#### [Exercise details]
Of the entries below, return only those lines from the line with "P3 nitpicks all" to the line with "omission is deliberate.", exactly, both included.

Start of Data for review

PR #2383, opened 2026-05-30
feat(dashboards): support constant values and render modes for filters

alex-fedotyev:
Linear: [HDX-4404](https://linear.app/clickhouse/issue/HDX-4404).

## Summary

- Adds two fields to `DashboardFilterSchema`: `constant: boolean` (locks the saved default; the viewer cannot clear it) and `renderMode: 'editable' | 'readonly' | 'hidden'` (controls how the chip appears in the filter bar).
- One dashboard can be cloned and re-pointed by saving a different default value per copy, instead of hand-coding the scope into every tile's WHERE.
- Filter editor UI presents a single "Visibility" select with three presets (Editable / Read-only / Hidden) that map to the orthogonal `(constant, renderMode)` pair. The schema still admits all combinations so MCP and external API callers can express future variants.
- When Visibility is Read-only or Hidden, the editor exposes a "Default value" `TagsInput` so the author can set the locked value directly. Editable filters keep using the existing chip + Save default flow unchanged.
- External API `FilterInput` / `Filter` OpenAPI schemas and the MCP `mcpDashboardFilterSchema` carry both new fields; `openapi.json` regenerated.
- Hook (`useDashboardFilters`) accepts `savedFilterValues` and overlays constant filter values on every read, regardless of URL state; `setFilterValue` is a no-op for constant expressions. Constant values are kept out of the URL on hydration so the lock doesn't leak into shared links, and `handleSaveQuery` preserves constant entries when saving so the editable Save default flow doesn't clobber them.
- Out of scope (tracked as follow-ups in the Linear issue): URL-parameterized constants (`?scope=...`), inline operator/values on the filter definition, customer-facing docs in clickhouse-docs.

image

## Test plan

- [ ] Hook unit tests: constant value injection, `setFilterValue` no-op, sibling editable filters still work, `getFilterQueriesForSource` honors `appliesToSourceIds` for constant filters, hidden + constant resolves the saved value, missing saved value returns nothing.
- [ ] Zod schema tests: accepts `constant` + `renderMode` in every valid combination, rejects unknown `renderMode`, rejects `null` for either field.
- [ ] External API round-trip integration test: POST + GET + PUT with `constant` and `renderMode` set; absent fields stay absent on read; unknown `renderMode` returns 400.
- [ ] MCP `hyperdx_save_dashboard` round-trip integration test: same coverage as the external API test.
- [ ] UI smoke (Playwright + manual screenshots, light + dark):
  - Edit a filter, switch Visibility to Read-only, type a value into Default value, save. Verify the chip shows disabled with a lock icon and tiles include the locked value in WHERE.
  - Switch Visibility to Hidden. Verify the chip is removed from the bar; tiles still include the locked value.
  - Clear the Default value (TagsInput empty), save. Verify tiles are no longer scoped on that expression.
  - Hard-reload with an empty URL. Verify the locked value still applies (sourced from `savedFilterValues`).
  - Open a shared link with a stale value for the locked expression. Verify the locked value still wins.
- [ ] Predicted tier: `review/tier-4` (touches `packages/api/src/routers/external-api/v2/dashboards.ts`, expected per the implementation plan).

Tagging as draft so the UI smoke can be done against this branch's build.


alex-fedotyev:
Pushed 21880e42 with the deep-review fix-pack plus the e2e shard-2 root cause. Summary:

**E2E shard 2 (3 failing tests)**

Three pre-existing dashboard tests (`should create and populate filters`, `should scope a filter to a specific source via "Applies to sources"`, `should save and restore query and filter values`) failed because `visibleFilters` in `DashboardFilters.tsx` was a new array reference every render, so `useDashboardFilterValues`'s `useQueries` churned and the chip dropdown stayed disabled while the values query never settled. Memoizing the array fixes the regression. The Playwright `error-context.md` snapshot confirmed the failure mode (both filter chips rendered `[disabled]` even though neither had `constant` / `renderMode` set, and the underlying table tile had loaded its data).

**Deep review**

- P0/P1 `saveDashboard.ts:53` MCP inputSchema missing `savedFilterValues`. Fixed in 21880e42 — threaded `savedFilterValues` through the tool input, the create/update helpers, and added an example pairing `constant: true` with a `savedFilterValues` entry in `mcpFiltersParam`.
- P2 `DashboardFiltersModal.tsx:304` reset-wipes-edits race. Fixed in 21880e42 — snapshot `initialDefaultValues` via state keyed on `filter.id`; a background `savedFilterValues` refetch no longer fires the reset.
- P2 `useDashboardFilters.tsx:102` + `DBDashboardPage.tsx:1445` sibling-expression collision. Fixed in 21880e42 — added a Zod refinement at the boundary (`refineDashboardFiltersConstantSiblings`) that rejects two filter definitions sharing a normalized expression where one has `constant: true` and another doesn't. The id-keyed wire-format refactor (the other option you suggested) is intentionally out of scope; I'll file a follow-up for that since it's a wire-format change.
- P2 `openapi.json:2366` defaults declaration. Fixed in 21880e42 — dropped `"default": false` / `"default": "editable"` from both property schemas and the JSDoc; implied default text moved into the description.
- P2 `DBDashboardPage.tsx:1669` page-level merge helpers uncovered. Fixed in 21880e42 — extracted `normalizeExpression`, `buildConstantExpressionSet`, `stripConstantsFromUrl`, `mergeConstantFiltersForSave`, `upsertSavedDefault`, `removeSavedDefaultForExpression` into `dashboardFilterUtils.ts`, with the matrix (constants + URL collisions, no constants, constants without saved entries, bracket-notation) covered by a new unit test.
- P2 `useDashboardFilters.test.tsx:355` bracket-notation untested. Fixed in 21880e42 — added a `constant: true` test with `SpanAttributes['k8s.pod.name']` covering hook overlay, `setFilterValue` no-op, and `getFilterQueriesForSource`.

P3 nitpicks all addressed in the same commit:
- `DBDashboardPage.tsx:1583` `constantExpressions` rebuilt three times — now one helper.
- `types.ts:1162` enum unused — `FilterVisibility` now `z.infer<typeof DashboardFilterRenderMode>`.
- `DashboardFiltersModal.tsx:87` `applyFilterVisibility('editable')` returns `{}` instead of `{ constant: undefined, renderMode: undefined }`.
- `DashboardFiltersModal.tsx:412` set equality instead of positional compare.
- `DashboardFiltersModal.tsx:195` `NEVER_USED_RANGE` hoisted to module scope.
- `DashboardFiltersModal.tsx:188` `as DashboardFilter` cast dropped.
- `usePresetDashboardFilters.tsx` widened to accept `_options?: { defaultValues?: string[] }`.
- `DBDashboardPage.tsx:170` `parseQuery` import uses the `@/searchFilters` alias.
- `DBDashboardPage.tsx:1622` `dashboard?.filters` dropped from deps (with an eslint-disable explaining why).
- `DBDashboardPage.tsx:1470` `handleRemoveFilter` strips the matching `savedFilterValues` entry.
- `types.ts:1183` `renderMode: 'readonly' | 'hidden'` without `constant: true` rejected by `refineDashboardFilterCoherence`.
- `dashboards.test.ts:961` `toMatchObject` swapped to `toEqual` so unexpected fields fail the assertion.

`make ci-lint` + 45 touched unit tests pass locally. Waiting on CI for the e2e shard-2 retry.

alex-fedotyev:
Pushed 73d370db with two CI fixes after digging into the shard 2 trace:

**Integration test**: `dashboards.test.ts:965` was asserting `whereLanguage: 'sql'` on filters whose input payload omits `whereLanguage`. The Zod schema is `.optional()` with no default, so the wire format is undefined-in / undefined-out. Dropped the field from three filter expects in the round-trip test plus the PUT-flip expect; added a comment so the omission is deliberate.

**E2E shard 2**: trace.network shows a 500 on `clickhouse-proxy` at the moment of filter editing:

```
Code: 457. DB::Exception: Empty Identifier part after parameter `HYPERDX_PARAM_0` substitution.
```

That `HYPERDX_PARAM_0` is the hash of an empty string. The SQL body is `DESCRIBE {db}.{}` with an empty Identifier substitution. The `FilterDefaultValueSelect` I added inside the modal fires `useDashboardFilterValues` while editing, and for a metric source with no `metricType` picked yet, `getMetricTableName(source, undefined)` resolves to `source.from.tableName`, which is empty on metric sources. That's what put the request together and got a 500. The 500 left the chip dropdowns disabled long enough to time out the option clicks.

Gated `filterForValueQuery` on `tableName` resolving non-empty so the picker stays idle until the form is configured enough to name a real table.

Local `make ci-lint` passes, `make ci-unit` passes (1782 / 1782; one ENOMEM in TraceRedirectPage.test.tsx that's environment, unrelated). Waiting on CI shard 2.

alex-fedotyev:
Pushed 7b9772dc with round-3 deep-review fix-pack.

**P0/P1**

`DBDashboardPage.tsx` `handleRemoveSavedQuery` was wiping `savedFilterValues` to `[]` unconditionally, dropping every locked constant filter's value while the chip kept its lock icon and `setFilterValue` still no-opped. The locked filters then ran with no WHERE scope, which is the failure mode this feature exists to prevent. Preserve entries whose normalized expression matches a `constant: true` filter (via `mergeConstantFiltersForSave` with an empty URL input); editable saved entries fall away as intended.

**P2 (correctness / contract)**

- `handleSaveFilter` rename: strip the old expression's `savedFilterValues` entry on rename, with sibling safety so two-source locked filters that share a saved entry don't get pruned.
- `external-api/v2/utils/dashboards.ts` `buildDashboardBodySchema`: added a refinement that asserts every `constant: true` filter has a matching `savedFilterValues` entry on the same expression. Lucene conditions are parsed and keyed via `parseKeyPath`; SQL conditions are treated as "covers all" (best-effort, the server doesn't parse SQL here). Closes the clone-and-flip template gap.
- `mcp/tools/dashboards/schemas.ts` `mcpFiltersParam`: applied `.superRefine(refineDashboardFiltersConstantSiblings)` so the array-level sibling rule fires at the input boundary instead of as a downstream `isError: true` JSON response.
- `routers/api/dashboards.ts`: wrapped the internal POST/PATCH body schemas (`DashboardWithoutIdSchema` and `DashboardSchema.partial()`) with both refinements at the route boundary, so a server-internal or non-MCP / non-external-API caller can't persist `renderMode: 'readonly'` without `constant: true` or mixed siblings.
- `DashboardFiltersModal.tsx`: documented the deliberate normalization (`{ constant: true }` with no `renderMode` opens as the Read-only preset; saving without changing Visibility persists with `renderMode: 'readonly'`). Exported `getFilterVisibility` and `applyFilterVisibility` and added a round-trip test that pins the post-save shape across all four input combinations.
- `useDashboardFilters.tsx`: added an `enabled` option that short-circuits the overlay to empty values/queries while the dashboard is still loading. Wired `enabled: dashboardReady` from `DBDashboardPage`. Closes the race where the hook would emit stale URL values into tile queries before constants hydrate.

**Tests**

- New `DashboardFiltersModal.helpers.test.ts`: 10 cases pinning the Visibility helpers and the round-trip normalization.
- `useDashboardFilters.test.tsx`: 3 new tests for the `enabled` flag (empty results when false, emit on flip, default to true).
- External-API `dashboards.test.ts`: 4 new cases (reject renderMode without constant, reject mixed siblings, reject constant without savedFilterValues, accept constant + matching savedFilterValues round-trip). Updated the existing round-trip test to include matching `savedFilterValues`.
- MCP `dashboards.test.ts`: 1 new case for constant without `savedFilterValues` rejection via MCP. Updated the existing constant + renderMode round-trip test on create AND update to carry matching `savedFilterValues`.

Local: `make ci-lint` passes, 22 / 22 common-utils dashboardFilter, 43 / 43 app dashboardFilter + helper + hook tests pass.

Out of scope for this fix-pack (deferred to the follow-up tracking issue):

- Id-keyed `savedFilterValues` refactor (Option A from the round-2 P2 findings). Wire-format change; needs its own plan.
- The remaining P3 nitpicks from the latest deep review (14 of them: usePresetDashboardFilters threading, hydration block gating, `mergeConstantFiltersForSave` Lucene coercion, normalized-expression dedupe, `hasScrubbedConstantsRef` keyed by dashboard id, etc.).

PR #2384, opened 2026-05-30
Show elapsed-time and generated-SQL for search timeline view

vinzee:
## Summary

Shows scanned row count and elapsed query time inline on the search page. Adds a code icon button that opens a modal with the formatted generated SQL (similar to the modal in results table).

### Screenshots or video
Elapsed time with the `Show Generated SQL` button:
image

Modal showing SQL for the timeline view:
image

**Preview routes:** 

**Steps:**

1.
2.
3.

### References

- Linear Issue: n/a
- Related PRs: n/a

### DIFF
--- a/.changeset/early-banks-retire.md
+++ b/.changeset/early-banks-retire.md
@@ -1,0 +1,5 @@
+---
+'@hyperdx/app': patch
+---
+
+Show elapsed time and Generated SQL for search timeline view
--- a/packages/app/src/DBSearchPage.tsx
+++ b/packages/app/src/DBSearchPage.tsx
@@ -80,7 +80,7 @@ import {
   IconTags,
   IconX,
 } from '@tabler/icons-react';
-import { useIsFetching } from '@tanstack/react-query';
+import { keepPreviousData, useIsFetching } from '@tanstack/react-query';
 import { SortingState } from '@tanstack/react-table';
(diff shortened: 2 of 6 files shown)


karl-power (commented):
Thanks @vinzee - nice features. Can you check the P0/P1 issues from the _deep review_ and update if needed?

I also noticed this flicker on the generated SQL after each poll

https://github.com/user-attachments/assets/58d1e9e6-3037-481f-8b97-56132152e453

Please also add a changeset when ready.

vinzee:
@karl-power thanks for the review and thanks for your patience. fixed the flickering and both the p0 items.

karl-power (commented):
Hey @vinzee thanks for the changes. The flicker seems to be fixed on the existing generated sql modal but not on the new one. Also there is a "Searching.." flicker during live tail queries and it doesn't show the elapsed time there.


https://github.com/user-attachments/assets/78f80b2b-b8b3-4e6d-b9d6-5b6256b0b112

vinzee:
@karl-power seems like the flickering was happening incase of live-tail as it makes continuous queries in the background causing it to switch between old-result->loading..->new-result. I updated it to switch directly from old-result to new-result now. let me know if its better. thanks

karl-power (dismissed):

karl-power (approved):

PR #2385, opened 2026-05-30
Migrate development environment to Turbopack

vinzee:
## Summary

Transition the local development server from Webpack to Turbopack to significantly improve build performance and hot-reloading speed.

Also update global style declarations to ensure compatibility with the new bundler's CSS compilation requirements.

### Screenshots or video

N/A — non-UI change

N/A — non-UI change

### References

- Linear Issue: N/A
- Related PRs: N/A


packages/app/next.config.mjs
```diff
@@ -31,50 +31,48 @@ const nextConfig = {
...
     '@hyperdx/node-opentelemetry',
     '@hyperdx/instrumentation-sentry-node',
+    // Outside of Vercel preview deployments, the `/api/[...all]` catch-all
+    // proxies to a separately-deployed API service and never imports the
+    // `@hyperdx/api` package at runtime. Keep it (and its subpaths) external
+    // so server bundles do not pull in passport-saml, mongoose, AWS SDK, etc.
+    // This must stay external under both Webpack and Turbopack; otherwise the
+    // Turbopack dev server would attempt to bundle the entire `@hyperdx/api`
+    // dependency tree (slow startup / module-resolution errors).
+    ...(process.env.HDX_PREVIEW_INLINE_API !== 'true' ? ['@hyperdx/api'] : []),
```
brandon-pereira, line 46: Image

When I run this branch locally, I get this error. It's still trying to compile the `require('@hyperdx/api/build/serverless');` path for me locally I believe. 

Are you getting that?

vinzee: addressed it.

brandon-pereira:
## Build issue: `require()` → `import()` in `pages/api/[...all].ts`

The change from `require()` to `await import()` for `@hyperdx/api/build/serverless` introduces a TypeScript type-check failure during `next build` because TypeScript statically resolves `import()` module specifiers (unlike CJS `require()` which it ignores).

This means the app build fails unless the API has been built first — and even then, only the `build:vercel` config (with `rootDir: ./src`) produces `build/serverless.js` at the expected path. The standard `yarn build` produces `build/src/serverless.js` instead.

**`@ts-expect-error` won't work** because if the API _is_ built (e.g. in Docker where `yarn workspace @hyperdx/api run build` runs first), the error disappears and the unused directive itself becomes an error.

### Suggested fix

Add an ambient module declaration so TypeScript always resolves the import, regardless of build order:

**`packages/app/types/hyperdx-api.d.ts`**
```ts
// The serverless entry point is only used in Vercel preview deployments
// (HDX_PREVIEW_INLINE_API=true). In all other builds the import is skipped
// at runtime via webpackIgnore/turbopackIgnore. This ambient declaration
// keeps TypeScript happy regardless of whether the API package has been
// built.
declare module '@hyperdx/api/build/serverless';
```

Tested: app builds successfully with this declaration even when `packages/api/build/` is completely empty.

brandon-pereira:
@vinzee everything works on this now, one minor suggestion above but otherwise this LGTM.

vinzee:
@brandon-pereira done ✅

brandon-pereira (approved):
LGTM - thanks for the contribution, will help a lot :)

End of Data for review

#### [Reply]
P3 nitpicks all addressed in the same commit:
- `DBDashboardPage.tsx:1583` `constantExpressions` rebuilt three times — now one helper.
- `types.ts:1162` enum unused — `FilterVisibility` now `z.infer<typeof DashboardFilterRenderMode>`.
- `DashboardFiltersModal.tsx:87` `applyFilterVisibility('editable')` returns `{}` instead of `{ constant: undefined, renderMode: undefined }`.
- `DashboardFiltersModal.tsx:412` set equality instead of positional compare.
- `DashboardFiltersModal.tsx:195` `NEVER_USED_RANGE` hoisted to module scope.
- `DashboardFiltersModal.tsx:188` `as DashboardFilter` cast dropped.
- `usePresetDashboardFilters.tsx` widened to accept `_options?: { defaultValues?: string[] }`.
- `DBDashboardPage.tsx:170` `parseQuery` import uses the `@/searchFilters` alias.
- `DBDashboardPage.tsx:1622` `dashboard?.filters` dropped from deps (with an eslint-disable explaining why).
- `DBDashboardPage.tsx:1470` `handleRemoveFilter` strips the matching `savedFilterValues` entry.
- `types.ts:1183` `renderMode: 'readonly' | 'hidden'` without `constant: true` rejected by `refineDashboardFilterCoherence`.
- `dashboards.test.ts:961` `toMatchObject` swapped to `toEqual` so unexpected fields fail the assertion.

`make ci-lint` + 45 touched unit tests pass locally. Waiting on CI for the e2e shard-2 retry.

alex-fedotyev:
Pushed 73d370db with two CI fixes after digging into the shard 2 trace:

**Integration test**: `dashboards.test.ts:965` was asserting `whereLanguage: 'sql'` on filters whose input payload omits `whereLanguage`. The Zod schema is `.optional()` with no default, so the wire format is undefined-in / undefined-out. Dropped the field from three filter expects in the round-trip test plus the PUT-flip expect; added a comment so the omission is deliberate.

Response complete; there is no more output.